The governmental defendants argue that this count, which sets forth a claim that the defendants violated the plaintiff's rights under the Due Process Clause of the Fourteenth Amendment of the United States Constitution, is barred by DeShaney v. Winnebago County Dep't of Social Servs., 489 U.S. 189, 109 S. Ct. 998, 103 L. Ed. 2d 249 (1989). This argument must also be rejected.

The defendants are correct when they state that DeShaney is germane here. In DeShaney, the Court held that the Due Process Clause is not violated when the state fails to protect an individual against private violence.[6] 109 S. Ct. at 1004. More particularly, the Court rejected the "special relationship" principle espoused by some Courts of Appeal, including ours. 109 S. Ct. at 1004; see also Estate of Bailey by Oare v. County of York, 768 F.2d 503, 510-11 (3d Cir.1985) (adopting special relationship test). Although the state normally assumes no affirmative obligation under the Due Process Clause to provide adequate protection, the special relationship doctrine allowed such an obligation to accrue when the state learns that a third party poses a special danger to a particular victim and, in response, indicates that it is willing to protect the victim. See, e.g., DeShaney, 109 S. Ct. at 1004 n. 4; Estate of Bailey, 768 F.2d at 510; Dudosh v. City of Allentown, 665 F. Supp. 381, 389-90 (E.D.Pa.1987). This would seem to have applied here; consequently, if the special relationship doctrine had been the sole source of the plaintiff's Due Process Clause claim, the governmental defendants would be justified in their motion. I thus agree with Judge Katz, who ruled identically in a case presenting the same facts. Hynson v. City of Chester, 731 F. Supp. 1236, 1238-39 (E.D.Pa.1990); see also Balistreri, 897 F.2d at 371-72 (no special relationship in failure to enforce case after DeShaney); McKee v. City of Rockwall, 877 F.2d 409, 413 (5th Cir.1989) (same), cert. denied, ___ U.S. ___, 110 S. Ct. 727, 107 L. Ed. 2d 746 (1990); Dudosh v. City of Allentown, 722 F. Supp. 1233, 1234-35 (E.D.Pa.1989); Comment, 21 Ariz.St.L.J. at 714-18 (same).

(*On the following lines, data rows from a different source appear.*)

Issue #2615, opened 2021-02-05
Resources & Compliance API timeouts


nhakmiller:
### Describe the bug

The `resources-api` and possibly the `compliance-api` will consistently timeout when trying to describe organizations with very large numbers of resources. This is due to the fact that because of the design of the table and our access patterns we must scan the entire table into memory in order to process the results.

### Steps to reproduce

1. onboard an AWS account with several hundred thousand resources in it as a Cloud Security source
2. Wait for the initial scan to complete
3. Go to the resources page
4. Observe the page timeout

### Expected behavior

Panther should be able to show the list resources page regardless of how many resources have been scanned.

### Environment

- Panther 1.15.X

### Additional context

Despite the size of the table, we are not primarily hitting memory issues in scanning it because we are doing a projection to just grab a subset of fields, and are excluding the biggest field (`attributes`) in most cases. The issue appears to be primarly dynamodb throttling and dynamodb scan times.

PR #2623, opened 2021-02-06
Resources timeout fixes

nhakmiller:
## Background

Querying the `resources-api` to list resources always requires a full scan of the `resources-table`. This full scan can timeout (either just the UI's 30 second timeout or even the full 120 second timeout of the lambda itself) if there are a large number of resources in the `resources-table`.

This change adds two things to help speed up scans.

First, it adds segmented scanning of the table. Segmented scans allow the table to be scanned in parallel. I selected a segment number of 5 based on my benchmarks (see below), but it's configurable by environment variable.

Secondly, this allows for provisioned capacity of the `resources-table` via deployment parameters. If not set, the table will still use default on demand capacity. But this allows users to set a minimum and maximum read capacity, and a minimum and maximum write capacity if desired.

I had intended to try to abstract this somehow, e.g. customers would configure high/medium/low throughput, or they would put in an "estimated resource count" number and we would use that to calculate what these numbers should be. But I figured it would take a lot of configuring to get that right, 95% of customers are just going to use on demand billing anyways, and for the 5% that need this feature we will likely be working close with them to make sure everything is going smooth anyways. In the hosted environments, the customers won't even need to know about this at all.

## Changes

- Change scanning of the resources-table to be segmented scanning
- Add configuration options for provisioned capacity on the `resources-table`

## Testing

- Deployed into my development account and did lots of benchmarking. Here are my results:

<details>
<summary>Benchmarks</summary>

I ran essentially two sets of tests across three variables.

The first set of tests was against a `resources-table` with 130,504 resources in it, about equal to what we saw with a customer that was just barely experiencing timeouts. The second set of tests was run against a table with 432,204 resources in it, which is about equal to the most resources we've seen in a customers table (well actually a bit less than the most we've seen, but close enough to provide a good estimation I think).

The three variables I tested were lambda memory, Dynamo Read Capacity Units (RCUs), and parallelization factor (number of segments) in scan.

The majority of the tests were at 512 MB lambda memory, but I ran just a handful of tests at higher memory for comparison.

For RCUs, I ran tests at 10, 100, 500, and 1000 RCUs. Dynamo only lets you scale down provisioned capacity 5 times per day before you get throttled and then can only provision down capacity once every hour. This caused a number of my tests to be run at 1026 RCUs, since I would have had to wait an hour to down provision the table to 1000 RCUs. I figured this number was close to not change the tests much, but I still included that value in the table for clarity's sake.

For parallelization, I ran most tests at 1, 5, and 10 segments. Sometimes I skipped a test if I was fairly sure the scan would timeout anyways so as not to waste time, and I ran one test at 20 segments.

Keep in mind that any duration over 120,000 timed out the lambda (so the true time is not known), and that any duration over 30,000 timed out the UI (so is not an acceptable speed).

Lambda Memory | Resources | RCUs | Parallelization | Duration (ms) | Memory (mb)
-- | -- | -- | -- | -- | --
512.00 | 130,504.00 | 10.00 | 1.00 | 120,000.00 | 76.00
512.00 | 130,504.00 | 10.00 | 1.00 | 120,000.00 | 55.00
512.00 | 130,504.00 | 10.00 | 5.00 | 120,000.00 | 82.00
512.00 | 130,504.00 | 100.00 | 1.00 | 50,484.00 | 177.00
512.00 | 130,504.00 | 100.00 | 1.00 | 54,132.00 | 181.00
512.00 | 130,504.00 | 100.00 | 10.00 | 19,037.00 | 259.00
512.00 | 130,504.00 | 100.00 | 10.00 | 18,409.00 | 251.00
512.00 | 130,504.00 | 100.00 | 5.00 | 19,980.00 | 206.00
512.00 | 130,504.00 | 100.00 | 5.00 | 17,999.00 | 209.00
512.00 | 130,504.00 | 500.00 | 1.00 | 19,974.00 | 177.00
512.00 | 130,504.00 | 500.00 | 1.00 | 18,822.00 | 178.00
512.00 | 130,504.00 | 500.00 | 10.00 | 18,776.00 | 229.00
512.00 | 130,504.00 | 500.00 | 10.00 | 17,072.00 | 259.00
512.00 | 130,504.00 | 500.00 | 5.00 | 18,188.00 | 210.00
512.00 | 130,504.00 | 500.00 | 5.00 | 16,871.00 | 220.00
512.00 | 130,504.00 | 1,026.00 | 5.00 | 17,020.00 | 210.00
512.00 | 130,504.00 | 1,026.00 | 5.00 | 16,752.00 | 221.00
512.00 | 130,504.00 | 1,026.00 | 10.00 | 17,546.00 | 239.00
512.00 | 130,504.00 | 1,026.00 | 10.00 | 18,144.00 | 251.00
1,024.00 | 130,504.00 | 1,026.00 | 10.00 | 9,907.00 | 228.00
512.00 | 130,504.00 | 1,026.00 | 20.00 | 18,846.00 | 268.00
512.00 | 130,504.00 | 1,026.00 | 20.00 | 17,655.00 | 283.00
512.00 | 130,504.00 | 1,026.00 | 20.00 | 19,001.00 | 262.00
512.00 | 130,504.00 | 1,026.00 | 1.00 | 18,903.00 | 176.00
512.00 | 130,504.00 | 1,026.00 | 1.00 | 18,197.00 | 178.00
512.00 | 432,204.00 | 500.00 | 1.00 | 62,038.00 | 412.00
512.00 | 432,204.00 | 500.00 | 1.00 | 61,074.00 | 414.00
2,048.00 | 432,204.00 | 500.00 | 1.00 | 36,632.00 |  
512.00 | 432,204.00 | 500.00 | 5.00 | 56,927.00 | 512.00
512.00 | 432,204.00 | 500.00 | 5.00 | 54,896.00 | 512.00
512.00 | 432,204.00 | 500.00 | 10.00 | 60,029.00 | 512.00
512.00 | 432,204.00 | 500.00 | 10.00 | 120,000.00 | 512.00
512.00 | 432,204.00 | 1,000.00 | 1.00 | 59,617.00 | 408.00
512.00 | 432,204.00 | 1,000.00 | 1.00 | 58,565.00 | 411.00
1,024.00 | 432,204.00 | 1,000.00 | 1.00 | 40,782.00 | 408.00
512.00 | 432,204.00 | 1,000.00 | 5.00 | 56,393.00 | 512.00
1,024.00 | 432,204.00 | 1,000.00 | 5.00 | 29,042.00 | 528.00
1,024.00 | 432,204.00 | 1,000.00 | 10.00 | 28,602.00 | 585.00

Interesting to note that there was not one single OOM error in any of the benchmarks. Even on the benchmarks where the memory consumed was exactly equal to the memory provisioned, the lambda did not OOM. Presumably there is some swap space available, although I'm not sure how much.

It seems that there is almost always a noticeable decrease in duration going from 1 to 5 segments, but generally not much of a decrease going from 5 to 10 segments. The most noticeable performance increase from 1->5 segments was at 100 RCUs, where the duration was reduced by nearly 60%. At higher RCU counts, the 1->5 segment performance shaved off a few seconds at most, closer to 5-10% performance increase.

In the smaller tests, increasing the memory to 1024 showed massive performance gains. This was less pronounced, although still significant, in the larger tests.

My conclusion was that 1024MB of memory + 1000 RCUs would be just sufficient for biggest, heaviest users of Cloud Security. With the recent changes to reduce the deleted resource TTL from 30 days -> 2 days (which will result in huge decreases in table size for high churn environments), I think this should be sufficient.

For our more standard heavy users, just a mere 100 RCUs and the 5x segmentation appear to be sufficient to keep the resources-table well within scannable parameters.

I also found it actually took quite some time for dynamodb to scale up to meet demand. In my tests there was no scaling going on, but in preparation for the tests I found the autoscaling to be pretty insufficient. I think if customers want to use this, they will not able to keep RCUs low and just let autoscaling drive them up as needed. They will need to set a pretty high floor to maintain responsiveness.
</details>

Closes https://github.com/panther-labs/panther/issues/2615 for now, although this will likely need to be revisited for a more long term solution at some point.


deployments/cloud_security.yml
```diff
@@ -1005,6 +1026,56 @@ Resources:
         AttributeName: expiresAt
         Enabled: true
 
+  ResourcesTableWriteCapacityScalableTarget:
```
nhakmiller, line 1029: I haven't actually tested this CloudFormation yet, as I was doing my tests by tweaking the table by hand. I'll be sure to test the deployments out a few times with different values.

internal/compliance/resource_processor/processor/resources_api.go
```diff
@@ -27,7 +27,7 @@ import (
 
 // How many resources (with attributes) we can request in a single page.
 // The goal is to keep this as high as possible while still keeping the result under 6MB.
-const resourcePageSize = 2000
+const resourcePageSize = 200
```
nhakmiller, line 30: Each resource is at most 400Kb, so 2000 * 400Kb was way over the 6MB lambda limit. I brought this down to 200, which is still slightly over the limit but since most resources average ~2Kb I think we should be much safer than before at least.

internal/compliance/resources_api/handlers/dynamo.go
```diff
@@ -106,39 +107,96 @@ func doUpdate(update expression.UpdateBuilder, resourceID string) *events.APIGat
...
+type scanResult struct {
+	resources []models.Resource
+	err       error
+}
 
-		for _, entry := range items {
-			if handlerErr = handler(entry); handlerErr != nil {
-				return false // stop paginating
+// Wrapper around dynamoClient.ScanPages that accepts a handler function to process each item.
+func scanPages(inputs []*dynamodb.ScanInput, includeCompliance bool,
```
nhakmiller, line 116: Due to the need to do parallel scanning, it didn't work to pass in a handler func that would process each page and append it to a slice (unless it's thread safe to append to a slice?), so I just inline most of the functionality of the handler function. The `ListResources` API is the only that makes use of this `scanPages` endpoint anyways, so it wasn't really an issue.

internal/compliance/resources_api/handlers/dynamo.go
```diff
@@ -106,39 +107,96 @@ func doUpdate(update expression.UpdateBuilder, resourceID string) *events.APIGat
...
+				}
+
+				for _, entry := range items {
+					if !includeCompliance {
+						segmentResources = append(segmentResources, entry.Resource(""))
+						return true
+					}
+
+					var status *complianceStatus
+					status, handlerErr = getComplianceStatus(entry.ID)
```
nhakmiller, line 151: This does some initialization stuff if the cache isn't populated, but I think it's safe to do that in parallel.

internal/compliance/resources_api/handlers/list_resources.go
```diff
@@ -52,15 +53,17 @@ var (
 
 // ListResources returns a filtered list of resources.
 func (API) ListResources(input *models.ListResourcesInput) *events.APIGatewayProxyResponse {
+	zap.L().Info("entering ListResources", zap.Any("input", input))
```
nhakmiller, line 56: Whoops this and some of the other `zap.L().Info("")`s are leftover debugging output. I'll remove them.

nhakmiller:
The provisioning settings don't work for `mage deploy`, not sure if I still need to add support for this deployment method if we're planning to remove it soon.

internal/compliance/resources_api/handlers/dynamo.go
```diff
@@ -106,39 +107,94 @@ func doUpdate(update expression.UpdateBuilder, resourceID string) *events.APIGat
...
-		return err
+	// Merge scan results
+	zap.L().Info("scans initiated, awaiting results")
+	var err error
+	var mergedResources []models.Resource
+	for range inputs {
+		result := <-results
+		if result.err != nil {
+			err = result.err
+			continue
```
nhakmiller, line 194: I wasn't sure if was ok to just return here, will go be unhappy if I don't wait on each result in the channel/exit this function before the go routines complete?

internal/compliance/resources_api/handlers/dynamo.go
```diff
@@ -106,39 +107,94 @@ func doUpdate(update expression.UpdateBuilder, resourceID string) *events.APIGat
...
+				err:       nil,
+			}
+		}(scanInput)
 	}
 
-	if err != nil {
-		zap.L().Error("dynamoClient.QueryPages failed", zap.Error(err))
-		return err
+	// Merge scan results
+	zap.L().Info("scans initiated, awaiting results")
```
kostaspap, line 187: I guess that should be debug

internal/compliance/resources_api/handlers/dynamo.go
```diff
@@ -106,39 +107,94 @@ func doUpdate(update expression.UpdateBuilder, resourceID string) *events.APIGat
...
+}
 
-		for _, entry := range items {
-			if handlerErr = handler(entry); handlerErr != nil {
-				return false // stop paginating
+// Wrapper around dynamoClient.ScanPages that accepts a handler function to process each item.
+func scanPages(inputs []*dynamodb.ScanInput, includeCompliance bool,
+	requiredComplianceStatus compliancemodels.ComplianceStatus) ([]models.Resource, error) {
+
+	results := make(chan scanResult)
```
kostaspap, line 119: I think you are not closing it? You should a 
```
defer close(results)
```
after line 119

deployments/cloud_security.yml
kostaspap, line 1029: What about the compliance table? It seems that each scan of resources requires a lookup in the compliance table. Shouldn't this be managed in the same way as well?

kostaspap (commented):
* Is there a way to avoid the scanning all together? How much effort would that require - what would we lose product-wise? 
* The benchmark says that with 1k RCU and 1024MB lambda it still takes close to 30 seconds (AppSync's max) to scan the table. How often do we scan - how often do users have to wait? So e.g. Does scan happen every time someone goes to the resources page, clicks "Next page" or  types something in the filter?

deployments/cloud_security.yml
austinbyers: Yeah, I would agree - I think we could just apply the same capacity settings to the compliance table for now

deployments/cloud_security.yml
```diff
@@ -1005,6 +1026,56 @@ Resources:
...
+    Condition: ProvisionResourceTableCapacity
+    Type: 'AWS::ApplicationAutoScaling::ScalableTarget'
+    Properties:
+      MaxCapacity: !Ref CloudSecurityMaxWriteCapacity
+      MinCapacity: !Ref CloudSecurityMinWriteCapacity
+      ResourceId: !Sub table/${ResourcesTable}
+      RoleARN: !Sub arn:aws:iam::${AWS::AccountId}:role/aws-service-role/dynamodb.application-autoscaling.amazonaws.com/AWSServiceRoleForApplicationAutoScaling_DynamoDBTable
```
austinbyers, line 1036: We actually already have an IAM role in the [bootstrap stack](https://github.com/panther-labs/panther/blob/master/deployments/bootstrap.yml#L693) for Dynamo autoscaling.

The challenge with a service role is that it may not exist in new accounts. If you're able to remove the service role and still get a working fresh deployment (i.e. the service role is created before this CloudFormation resource), great! In that case, we can remove the IAM role from the bootstrap stack.

Otherwise, for consistent deployments, we may have to stick with our own role

deployments/cloud_security.yml
```diff
@@ -1005,6 +1026,56 @@ Resources:
...
+      ScalableDimension: 'dynamodb:table:WriteCapacityUnits'
+      ServiceNamespace: dynamodb
+
+  ResourcesTableWriteScalingPolicy:
+    Condition: ProvisionResourceTableCapacity
+    Type: 'AWS::ApplicationAutoScaling::ScalingPolicy'
```
austinbyers, line 1042: Nit: don't need quotes on any of these types

internal/compliance/resources_api/handlers/dynamo.go
austinbyers: > (unless it's thread safe to append to the same slice?)

Definitely not

internal/compliance/resources_api/handlers/dynamo.go
austinbyers: If you close the channel (as Kostas suggested), then an early function return will lead to a panic for routines which are still alive. This just came up with the `mage` packaging code.

You could use an [errgroup](https://pkg.go.dev/golang.org/x/sync/errgroup) to handle errors and cancellation for you, you can explicitly cancel the other routines using context, or you can just wait for them all, like you do here

austinbyers (commented):
> The provisioning settings don't work for mage deploy, not sure if I still need to add support for this deployment method if we're planning to remove it soon.

If by 'don't work', you mean the new settings aren't in the `panther_config.yml` settings file, that's fine.

But I think `mage deploy` actually won't work at all right now because you have required stack parameters with no values passed in. So you may have to add the `mage deploy` support - we won't be able to fully migrate that model for a few weeks

> Is there a way to avoid the scanning all together? How much effort would that require - what would we lose product-wise?

I agree this needs to happen as soon as we can - doing full table scans like this is not sustainable. But that's a much larger change, requiring new indexes or new table designs completely. This PR is a quick fix to unblock some customers - @nhakmiller did you say you had an epic tracking the longer-term fixes?

>  Does scan happen every time someone goes to the resources page, clicks "Next page" or types something in the filter?

Yes, unfortunately, the scan is triggered on every request. Every page, every new filter. Since the whole table fits in Lambda's memory, we could potentially cache it for 30-60 seconds to handle the common case of users scrolling through pages or changing the filter settings a few times in a row. @nhakmiller is that reasonable / feasible to add to this?

internal/compliance/resources_api/handlers/dynamo.go
nhakmiller: I'll just wait for them all, seems most straightforward.

deployments/cloud_security.yml
nhakmiller: Sure, sounds good.

internal/compliance/resources_api/handlers/dynamo.go
kostaspap: > If you close the channel (as Kostas suggested), then an early function return will lead to a panic for routines which are still alive. This just came up with the mage packaging code.
You could use an errgroup to handle errors and cancellation for you, you can explicitly cancel the other routines using context, or you can just wait for them all, like you do here

I think there is some confusion on this:
By putting the close in a defer statement, you make sure that the channel is closed after the function has terminated and the allocated channel will be released. An issue (panic) can happen if the channel has been closed but there are still go routines running in the background. This can happen if the function has returned but there are go routines still running.

This can be bad because Lambda, when it finishes an invocation, it will just freeze the Go runtime and all the go routines that were running in the background - it doesn't "terminate" them. The go routines will stay alive, the channel and its contents will not be garbage collected. On next invocations, the go routines will continue right from the point they were when frozen so you might see some weird behavior e.g. Lambda starting invocation with full memory or even logging from thee goroutines that were generated during the previous invocation (I've had the "pleasure" of debugging such an issue few months ago).

If you wait here for all go routines to finish, you will not see such an issue. 
I think it is actually better to panic (the FE will get 5xx) in case you have dangling go routines running outside the main program's control than just let them be in the background.

nhakmiller:
I did the following:

- Addressed PR feedback
- Tested both `mage deploy` and `mage master:deploy`
- Added a configurable memory parameter for the `resources-api` and `compliance-api` (for some reason I thought it was already configurable before)

Ready for re-review I think.

nhakmiller:
> * Is there a way to avoid the scanning all together? How much effort would that require - what would we lose product-wise?
> * The benchmark says that with 1k RCU and 1024MB lambda it still takes close to 30 seconds (AppSync's max) to scan the table. How often do we scan - how often do users have to wait? So e.g. Does scan happen every time someone goes to the resources page, clicks "Next page" or  types something in the filter?

Unfortunately we don't have a sort key or anything, so scanning the whole table is the only option (unless we just wanted to return random pages of resources without any filtering or sorting).

Scans happen based on user activity, either uploading a new policy (the page doesn't block for that though) or going to the resources page. I think the 30 seconds should be more rare in conjunction with the other change the reduces the TTL for deleted resources, both the environments we saw issues with had very high churn (hundreds to thousands of resources created per day) so those stale entries just sat in the resources table for 30 days before.

> Yes, unfortunately, the scan is triggered on every request. Every page, every new filter. Since the whole table fits in Lambda's memory, we could potentially cache it for 30-60 seconds to handle the common case of users scrolling through pages or changing the filter settings a few times in a row. @nhakmiller is that reasonable / feasible to add to this?

Seems reasonable, I would even say like a five minute cache if fine. If you have 450,000 resources you likely are not going to be noticing one in particular is showing up a few minutes late.

deployments/root.yml
```diff
@@ -40,6 +40,31 @@ Parameters:
     # Example: "arn:aws:acm:us-west-2:111122223333:certificate/6e51b91b-0d7d-4592-89a3-c113c78e3ab3" or
     # "arn:aws:iam::111122223333:server-certificate/panther/us-west-2/MyCert"
     AllowedPattern: '^((arn:(aws|aws-cn|aws-us-gov):acm:[a-z]{2}-[a-z]{4,9}-[1-9]:\d{12}:certificate\/[a-f0-9-]{36})|(arn:(aws|aws-cn|aws-us-gov):iam::\d{12}:server-certificate\/\S+))?$'
+  CloudSecurityMaxReadCapacity:
+    Type: Number
+    Description: Maximum read capacity units to provision for the Cloud Security tables
+    Default: 0
```
kostaspap, line 46: I actually don't think these are valid numbers for DDB? Min should be 1?

internal/compliance/resources_api/handlers/dynamo.go
```diff
@@ -106,39 +107,95 @@ func doUpdate(update expression.UpdateBuilder, resourceID string) *events.APIGat
...
+				}
+
+				for _, entry := range items {
+					if !includeCompliance {
+						segmentResources = append(segmentResources, entry.Resource(""))
+						return true
+					}
+
+					var status *complianceStatus
+					status, handlerErr = getComplianceStatus(entry.ID)
```
kostaspap, line 150: Should you also use the same RCU/WCU defined for the resources for compliance table as well? It seems even if the scan is quick, getting the compliance status could slow the whole thing down?

kostaspap (approved):
Changes look good, scanning in parallel and pumping up the memory seem like they would help a lot already! Approving because I think these changes will help a lot. 

The WCU/RCU are a bit more tricky to get right, I guess it will require some tuning depending on the deployment.

deployments/root.yml
nhakmiller: We use 0 as the "disable provisioned capacity" number. If 0 is set, we use on demand billing instead (the default).

deployments/cloud_security.yml
```diff
@@ -991,20 +1080,78 @@ Resources:
...
+    Condition: ProvisionResourceTableCapacity
+    Type: AWS::ApplicationAutoScaling::ScalingPolicy
+    Properties:
+      PolicyName: ReadAutoScalingPolicy
+      PolicyType: TargetTrackingScaling
+      ScalingTargetId: !Ref ResourcesTableReadCapacityScalableTarget
+      TargetTrackingScalingPolicyConfiguration:
+        TargetValue: 70
+        ScaleInCooldown: 60
+        ScaleOutCooldown: 60
```
kostaspap, line 1151: Scans are performed by ad-hock queries which are not that frequent. Should we set the ScaleInCooldown period longer e.g. 30/60 minutes or something? I am thinking the following scenario.... 
- User tries to access UI - it fails due to timeout. 
- Retries (now DDB has scaled up) succeeds. 
- 5' later they try to access it, fails again. 

Increasing the ScalelnCooldown could lead to increased costs even if there is no activity, but I am thinking that's a hit we could take on in order to give a better UI experience?

austinbyers: Seems reasonable to me, bumping the cooldown a bit longer

austinbyers (approved):

nhakmiller:
I set the scale in cool down to 5 minutes per PR feedback, but I really need to focus on some other things this sprint and I really want this in for 1.16 so I'm not going to do the in memory cache yet. Perhaps for a future iteration we can add this.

The plaintiff, however, invokes a different source of due process protection. In Board of Regents v. Roth, 408 U.S. 564, 92 S. Ct. 2701, 33 L. Ed. 2d 548 (1972), the Court held that property interests created by state law were protectible by the Due Process Clause.[7] Such interests "are created and their dimensions are defined by existing *264 rules or understandings that stem from an independent source such as state law rules or understandings that secure certain benefits and that support claims of entitlements to those benefits." 408 U.S. at 577, 92 S. Ct. at 2709. Thus, "[t]o have a property interest in a benefit, a person clearly must have more than an abstract need or desire for it. He must have more than a unilateral expectation of it. He must, instead, have a legitimate claim of entitlement to it." Id. This court must thus look to Pennsylvania law to determine whether a property right exists. See, e.g., Bishop v. Wood, 426 U.S. 341, 345 & n. 7, 96 S. Ct. 2074, 2077 & n. 7, 48 L. Ed. 2d 684 (1976); Clark v. Township of Falls, 890 F.2d 611, 617 (3d Cir.1989); Anderson v. City of Philadelphia, 845 F.2d 1216, 1220 (3d Cir. 1988).

The most obvious source of state law is the statute book, and the plaintiff maintains that the property interest may be found there. As Judge Katz recently held, though, the Pennsylvania Protection From Abuse Act creates no enforceable interest in police protection. Hynson, 731 F. Supp. at 1239-40. Nowhere does it state that the police must protect those who allege that they are abused. The only mention of police duties in the statute sets forth a relaxed standard for arrest when it is alleged that a protective order has been violated; in doing so, it states that the arrest "may be without warrant ..." 35 Pa.Stat.Ann. § 10190(c) (Purdon Supp.1990). This language does not itself entitle the plaintiff to police protection. I therefore agree with Judge Katz that the statute itself creates no property interest protected by Roth.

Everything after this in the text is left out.